In this exercise, return each entry exactly as given.

*** Data provided ***

Issue #23, opened 2018-02-26
Where to store and how to pass a user's password for Tokens?


Denis-Semakin:
Hello. In order to perform a common cryptographic operation using CryptoToki API (for Tokens) one need to call C_Login() function which requires a user's password. By default this password should be generated and set up on Token initialization process by security administrator. However user can change its own password.
So the question is how to pass this password to plugin's method since the parent abstract class CryptoPluginh has now such opportunity and parameters?

chriadam:
Hi!  I suspect we may need to add a "QVariantMap customParameters" argument to each method in the CryptoPlugin interface (similar to what was done for the KDF method).  This seems somewhat ugly, but probably necessary.  Do you agree, or do you think some other solution would be better?

Denis-Semakin:
@chriadam Hi. I think we don't need to pass "customParameters" in every single cryptoki method. User just need to be authorized to run them. Let me show a steps:
The following steps must be performed before any actual method will be called. So I suppose it should be invoked inside constructor of CryptoPlugin, if it's possible and then we need to pass (or to get it) a user's password there.
 - Initialize Cryptoki PKCS#11 library (IOW call dlopen());
 - GetSlotLits();
 - GetTokenInfo(); // To check out that library can interact with given token (FYI: several vendors can provide their proprietary library)
 - OpenSession() with token;
 - Login() // here all preparatory steps to work with token are ended. And this will be called only once.
Currently the functions that are enumerated above I've put in the constructor of the class LibLoader() which is called in CryptoTokiPligin constructor, understand that it's hard to listen this without seeing source code (I may push it in develop branch or etc BTW).
So then, after user is authorized one may perform any crypto functions: sign(), verify(), etc... without any password since session will be already opened.
Your opinion?

Denis-Semakin:
@chriadam 
A CryptoPlugin should provide a number of methods, e.g. sign(), verify(), decrypt(), etc...
To perform them with tokens a session with token have to be opened and user's password is used for this.
I see two ways to solve this:
 - pass password every time when user wants to call plugin;
 - open session with token only ones then use its handler.
So since the first way looks like incorrectly I've suggested to perform token initialization in constructor, although I understand this is not a good place to call it. That's why I was asking to your opinion.

Denis-Semakin:
@chriadam BTW I vote to your idea about initialize(parameters) method that you told on '#'OMP channel.
Then we need to design it correctly.

[...]

PR #28, opened 2018-03-02
Add initialise method to the extension plugins

vityafx:
Extension plugins may need some parameters for correct initialization. A simple example would be cryptotoki plugin which needs a password for working with the token, without it in can be accessed at all. So it was decided to provide a `QVariantMap` with all the parameters which might be needed by plugins. As of now, this map is empty because the data needed for us (master-lock password) is not implemented yet.


daemon/plugin_p.h
```diff
@@ -73,6 +74,8 @@ class PluginHelper : public QPluginLoader
             return 0;
         }
         qCDebug(category) << "loading plugin:" << fileName() << "with name:" << plugin->name();
+        qCDebug(category) << "initialising plugin:" << fileName();
+        plugin->initialise(parameters);
```
Denis-Semakin: Is this a place where real plugin (*.so file) is loaded?
If yes, then where is the result of initialize() check? it return true or false, then may be
```c
if (plugin->initialise(parameters))
...
else
...
```

lib/Crypto/extensionplugins.h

*** End of Data provided ***

● Task solution
Issue #23, opened 2018-02-26
Where to store and how to pass a user's password for Tokens?


Denis-Semakin:
Hello. In order to perform a common cryptographic operation using CryptoToki API (for Tokens) one need to call C_Login() function which requires a user's password. By default this password should be generated and set up on Token initialization process by security administrator. However user can change its own password.
So the question is how to pass this password to plugin's method since the parent abstract class CryptoPluginh has now such opportunity and parameters?

chriadam:
Hi!  I suspect we may need to add a "QVariantMap customParameters" argument to each method in the CryptoPlugin interface (similar to what was done for the KDF method).  This seems somewhat ugly, but probably necessary.  Do you agree, or do you think some other solution would be better?

Denis-Semakin:
@chriadam Hi. I think we don't need to pass "customParameters" in every single cryptoki method. User just need to be authorized to run them. Let me show a steps:
The following steps must be performed before any actual method will be called. So I suppose it should be invoked inside constructor of CryptoPlugin, if it's possible and then we need to pass (or to get it) a user's password there.
 - Initialize Cryptoki PKCS#11 library (IOW call dlopen());
 - GetSlotLits();
 - GetTokenInfo(); // To check out that library can interact with given token (FYI: several vendors can provide their proprietary library)
 - OpenSession() with token;
 - Login() // here all preparatory steps to work with token are ended. And this will be called only once.
Currently the functions that are enumerated above I've put in the constructor of the class LibLoader() which is called in CryptoTokiPligin constructor, understand that it's hard to listen this without seeing source code (I may push it in develop branch or etc BTW).
So then, after user is authorized one may perform any crypto functions: sign(), verify(), etc... without any password since session will be already opened.
Your opinion?

Denis-Semakin:
@chriadam 
A CryptoPlugin should provide a number of methods, e.g. sign(), verify(), decrypt(), etc...
To perform them with tokens a session with token have to be opened and user's password is used for this.
I see two ways to solve this:
 - pass password every time when user wants to call plugin;
 - open session with token only ones then use its handler.
So since the first way looks like incorrectly I've suggested to perform token initialization in constructor, although I understand this is not a good place to call it. That's why I was asking to your opinion.

Denis-Semakin:
@chriadam BTW I vote to your idea about initialize(parameters) method that you told on '#'OMP channel.
Then we need to design it correctly.

[...]

PR #28, opened 2018-03-02
Add initialise method to the extension plugins

vityafx:
Extension plugins may need some parameters for correct initialization. A simple example would be cryptotoki plugin which needs a password for working with the token, without it in can be accessed at all. So it was decided to provide a `QVariantMap` with all the parameters which might be needed by plugins. As of now, this map is empty because the data needed for us (master-lock password) is not implemented yet.


daemon/plugin_p.h
```diff
@@ -73,6 +74,8 @@ class PluginHelper : public QPluginLoader
             return 0;
         }
         qCDebug(category) << "loading plugin:" << fileName() << "with name:" << plugin->name();
+        qCDebug(category) << "initialising plugin:" << fileName();
+        plugin->initialise(parameters);
```
Denis-Semakin: Is this a place where real plugin (*.so file) is loaded?
If yes, then where is the result of initialize() check? it return true or false, then may be
```c
if (plugin->initialise(parameters))
...
else
...
```

lib/Crypto/extensionplugins.h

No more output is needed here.